Ein kleines Beispiel: Ich habe eine Aufloesung von 1280*1024 und jeder Screenshot braucht etwa 120 ms. Du wirst also keine 10 FPS hinkriegen... Aber sofern das nicht schlimm ist, ist das schnell erledigt ;-)

Gruss,
Chris


----------



## Extremefall (18. Apr 2011)

Ich wollte damit eigentlich meine Videos abfilmen, die auf einer CD sind. Geht es wirklich nicht mit Java? Schließlich kann man doch wohl auch Videos in Echtzeit wiedergeben?


----------



## Marco13 (18. Apr 2011)

Ganz klar: Wenn man so eine Funktion nur _verwenden_ will, nimmt man sich ein Programm, das das kann. Sowas selbst zu implementieren ist so ein absurd hoher Aufwand, das macht wirklich keinen Sinn...


----------



## Kr0e (18. Apr 2011)

Hmm, ich wuerde nicht sagen, dass das ein Absurd-Hoher-Aufwand ist.. Aber Java ist schlicht und einfach nicht das richtige Werkzeug fuer derart native Angelegenheiten. Mit C# ist das mit Vorwissen an einem Tag durchaus schaffbar... Den Film mit DirectShow erstellen und abfilmen mit der DirectX Schnittstelle. Dann geht das fix, aber bei Java muesstest du jetzt erstmal iwelche Wrapper suchen und natuerlich waere es dann total sinnfrei, dass in Java zu machen, da Java eben plattformunabhaengig sein soll und es durch solche Spirenzien eben nicht mehr ist. 

WEnns dir nur ums Ergebnis geht, geb ich Marco13 vollkommen Recht...

Gruss,

Chris

PS: Du hast aus der Tatsache, Filme in Echtzeit abzuspielen gefolgert, dass es moeglich ist, Videos in Echtzeit aufzunehmen...  DAs sind vollkommen verschiedene Angelegenheiten... Es gibt da so ein paar Mankos: Die Screenshots sind nicht in direkten Puffern gespeichert und man kann verwendete Images nicht wieder neu beschreiben.
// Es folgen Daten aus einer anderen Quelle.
Issue #816, opened 2022-08-10
Refunds: Update the order lookup for refunds to use the new `reference_number` field


rhysyngsun:
Blocked by #808 

We've previously added ( https://github.com/mitodl/mitxonline/pull/808 ) a `reference_number` to `Order` to be able to disambiguate MicroMasters orders from MITx Online ones given that the primary keys will overlap and also that the MicroMasters orders will actually get different primary keys when they're imported anyway.

When learners contact support for a refund, the number they'll end up providing for MicroMasters orders won't be currently matched using the current strategy of looking up the numeric primary key.

To accommodate this, we want to update the current lookup to use the full reference number (e.g. MM-prod-5830, mitxonline-production-85474, etc)

pdpinch:
I don't think this is blocked anymore.

PR #847, opened 2022-08-15
Refund order based on id or reference number

annagav:
- [ ] Testing
  - [x] Code is tested

Fix https://github.com/mitodl/mitxonline/issues/816

#### What's this PR do?
Refund order based on id or reference number

Try to refund an order through django admin, and through google sheets


ecommerce/api.py
```diff
@@ -224,12 +224,13 @@ def establish_basket(request):
     return basket
 
 
-def refund_order(*, order_id: int, **kwargs):
+def refund_order(*, order_id: int = None, reference_number=None, **kwargs):
```
rhysyngsun, line 227: Could you type `reference_number` as a `str` in the signature?

ecommerce/api.py
```diff
@@ -242,18 +243,26 @@ def refund_order(*, order_id: int, **kwargs):
...
-
+        if reference_number is not None:
+            order = FulfilledOrder.objects.select_for_update().get(
+                reference_number=reference_number
+            )
+        elif order_id is not None:
+            order = FulfilledOrder.objects.select_for_update().get(pk=order_id)
+        else:
+            log.debug(
+                f"Either order_id or reference_number is required to fetch the Order. "
```
rhysyngsun, line 254: Doesn't need to be an f-string and has an extra trailing space. This should also probably be an error.

ecommerce/api.py
```diff
@@ -242,18 +243,26 @@ def refund_order(*, order_id: int, **kwargs):
...
+            )
+            return False
         if order.state != Order.STATE.FULFILLED:
-            log.debug(f"Order with order_id {order_id} is not in fulfilled state.")
+            log.debug(f"Order with order_id {order.id} is not in fulfilled state.")
             return False
 
-        order_recent_transaction = Transaction.objects.filter(order=order_id).first()
+        order_recent_transaction = Transaction.objects.filter(order=order.id).first()
```
rhysyngsun, line 261: Nit: could be `order.transactions.first()`

ecommerce/api.py
```diff
@@ -242,18 +243,26 @@ def refund_order(*, order_id: int, **kwargs):
...
+        elif order_id is not None:
+            order = FulfilledOrder.objects.select_for_update().get(pk=order_id)
+        else:
+            log.debug(
+                f"Either order_id or reference_number is required to fetch the Order. "
+            )
+            return False
         if order.state != Order.STATE.FULFILLED:
-            log.debug(f"Order with order_id {order_id} is not in fulfilled state.")
+            log.debug(f"Order with order_id {order.id} is not in fulfilled state.")
```
rhysyngsun, line 258: For this and the other log strings, it should use `%s` formatting so they get deduplicated in sentry.

ecommerce/api_test.py
```diff
@@ -74,6 +74,15 @@ def test_cybersource_refund_no_fulfilled_order(order_state):
     assert refund_response is False
 
 
+def test_cybersource_refund_no_order_id():
+    """Test that refund_order returns logs properly and False when there is no Fulfilled order against
+    the given order_id"""
+
+    refund_response = refund_order()
+    assert f"Either order_id or reference_number is required to fetch the Order."
```
rhysyngsun, line 82: Doesn't need to be an f-string.

rhysyngsun (changes requested):
Code review, will do a functional test tomorrow morning.

rhysyngsun (changes requested):
I'm getting this error trying to test, which I think needs to be fixed in the refunds library which is trying to parse the order id column as an int still:

```
[2022-08-17 22:41:01] ERROR 7 [mitol.google_sheets_refunds.api] api.py:61 - [d28c18aed9c6] - Parsing failure
Traceback (most recent call last):
  File "/usr/local/lib/python3.9/site-packages/mitol/google_sheets_refunds/utils.py", line 79, in parse_raw_data
    order_id=int(raw_row_data[6]),
TypeError: int() argument must be a string, a bytes-like object or a number, not 'NoneType'

The above exception was the direct cause of the following exception:

Traceback (most recent call last):
  File "/usr/local/lib/python3.9/site-packages/mitol/google_sheets_refunds/api.py", line 59, in process_row
    refund_req_row = RefundRequestRow.parse_raw_data(row_index, row_data)
  File "/usr/local/lib/python3.9/site-packages/mitol/google_sheets_refunds/utils.py", line 95, in parse_raw_data
    raise SheetRowParsingException(str(exc)) from exc
mitol.google_sheets.exceptions.SheetRowParsingException: int() argument must be a string, a bytes-like object or a number, not 'NoneType'
```

annagav:
closed by accident

rhysyngsun:
@annagav I've cut a new release of mitol-django-common that should fix the test failure: https://pypi.org/project/mitol-django-common/2.5.2/

rhysyngsun:
@annagav I've been trying to test this but I'm finding that it's failing because my google sheet isn't copying over reference numbers - it's still copying over historical numeric order ids but not the ones with the prefix. Any ideas on why or what I need to fix?

sheets/plugins.py
```diff
@@ -12,7 +12,7 @@ def refunds_process_request(
     ) -> RefundResult:
 
         refund_api_success = refund_order(
-            order_id=refund_request_row.order_id, unenroll=True
+            reference_number=refund_request_row.order_id, unenroll=True
```
rhysyngsun, line 15: Needs to be fixed to use the new property:

```suggestion
            reference_number=refund_request_row.order_ref_num, unenroll=True
```

rhysyngsun (changes requested):
I don't think you'd meant to change the other two files in your last commit.

rhysyngsun (approved):
:+1: when tests pass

DAs erzeugt massiven Overhead durch das staendige erneute Beantragen von Puffern. Gleiches Rechenexempell: 1280*1024*4 = 5,2 MB. Dann noch mal 30 fuer fluessiges Abspielen macht also 30 * 5,2 = 157 MB pro Sekunde. Das belastet den GC immens. Und da die Puffer nicht direkt(nicht nativ!) sind, ergeben sich vollkommen unnoetige Kopiervorgaenge. Bei C# saehe es so: DirectX Puffer erstellen -> Bild einlesen -> DirectX Puffer an DirectShow uebergeben und in Film speichern -> Den gleichen Puffer verwenden um das naechste Bild zu erstellen. Das alles passiert dann hoechstwahrscheinlich hardware beschleunigt. Meine Rechnung ist aber fuer heutige Aufloesungen eh nicht mehr realistisch also rechne das am Besten mal 4


----------